I hard disagree with your point about the fedora
My true rejection is that we shouldn’t be obsessing over people’s appearances and self-expression, we shouldn’t be asking people to be less than themselves. This is not truth-seeking. It gives off the vibe of fakeness and cults and of your mom telling you not to go out dressed like that.
My more principled rejections
- It overly focuses signalling on what some people on the internet care about over what the average american / person in political power / AI researcher cares about.
- I’m suspect yudkowsky is aware that the stereotypes of the fedora, and wears it anyways, perhaps to reclaim it as a celebration of smartness, perhaps to countersignal that he doesn’t care what the sneer-clubbers think, perhaps to ‘teach in a clown suit’.

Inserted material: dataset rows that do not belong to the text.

PR #1406, opened 2021-11-16
Fix compatibility with Intellij 2021.3

### LINKED ISSUE #1373: Add IJ2021.3 Beta support for compose multi-platform plugin
Compose multi-platform plugin is not working on IJ2021.3 which is in beta now.

AlexeyTsvetkov:
Resolves #1373

### DIFF
--- a/idea-plugin/build.gradle.kts
+++ b/idea-plugin/build.gradle.kts
@@ -18,7 +18,6 @@ repositories {
 
 dependencies {
     implementation("org.jetbrains.compose:preview-rpc")
-    implementation(kotlin("reflect"))
 }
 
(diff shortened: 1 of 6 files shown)


idea-plugin/build.gradle.kts
```diff
@@ -18,6 +18,7 @@ repositories {
 
 dependencies {
     implementation("org.jetbrains.compose:preview-rpc")
+    implementation(kotlin("reflect"))
```
olonho, line 21: Cannot we just use JVM reflection, not Kotlin's?

olonho (approved):

PR #1418, opened 2021-11-18
Fix css selectors: combine, sibling

Skolotsky:


eymar:
would you like to add tests for these changes with `getComputedStyle()`? It's good to check how styles get applied to elements.

Skolotsky:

- You don’t win the meme war by doing the conventional media stuff good enough. You have to do something out of the distribution, and perhaps “low status” (to some). The Kardashians pioneered a new form of tv. Mr Beast studied a lot and pioneered a new form of media business. I should write a longer post on this. In any case, let’s keep EA and rationality weird, it’s one of the few edges we have.
I think “we should prevent AGI doom” and “we should normalize the notion that a fedora is just a hat, not a sign that you’re not some alt-right incel nutjob who wants women in the kitchen and black people in camps” are both worthwhile goals, but also completely orthogonal, and the former is a tad bit more important; so for all that it makes my high-decoupling heart weep, I say if it makes you more likely to achieve your goal of saving the world in the short term, lose your pride and ditch the fedora.
I think you overstate the badness of the fedora stereotype (multiplied how many people have that association, like the integral of vibes over all audience). I would disapprove of a notable Rationalist carelessly going onto a podcast wearing a flag of the soviet union, or a shirt that says “all lives matter”.
And I think you understate the memetic benefits of playing into the fedora meme. Culture is a subtle, complicated thing, where “Liquid Death” is a popular fizzy water company valued at $700 million, because it signals something bad and is therefore socially acceptable to drink it at rock concerts and bars. And when it comes to personal clothing, it’s also a matter of individual taste—being cool does partly come from optimizing for what everyone else likes, but also from being unique and genuine and signalling that you don’t care what everyone else thinks.
But also I think it doesn’t matter that much? Should 80,000 hours write an article on being a makeup artist or costume designer? Is personal visual aesthetics the constraint on winning at outreach/policy? That world sounds kind of bizarre and fun, and I think even in that world we should try to seem real. But we aren’t there (yet?) so we can simply be real instead of trying to be real. Let people be their full selves and make their own fashion choices.
You’re possibly right. Honestly the “fedora” thing strikes me as a Very Online thing, so odds are it doesn’t matter that much. However wouldn’t really want to draw in people who think “fedora good” over “fedora bad” either. When the wise man points at the looming world-ending superintelligent AI, an idiot looks at his hat. Realistically, odds are most regular people don’t much care. But it might be a teeny teensy bit safer to drop possible blatant signals of that sort, to avoid triggering both groups. It risks being a distraction.
Fair, but also, fashion choices when going for an interview are definitely something most media-savvy people would be very conscious of.
I was wrong. On twitter Eliezer says he wears the fedora because he likes how it looks.
He also says he doesn’t “represent his followers and their interests” because that way of thinking fails.
He’s open to alternative hat suggestions.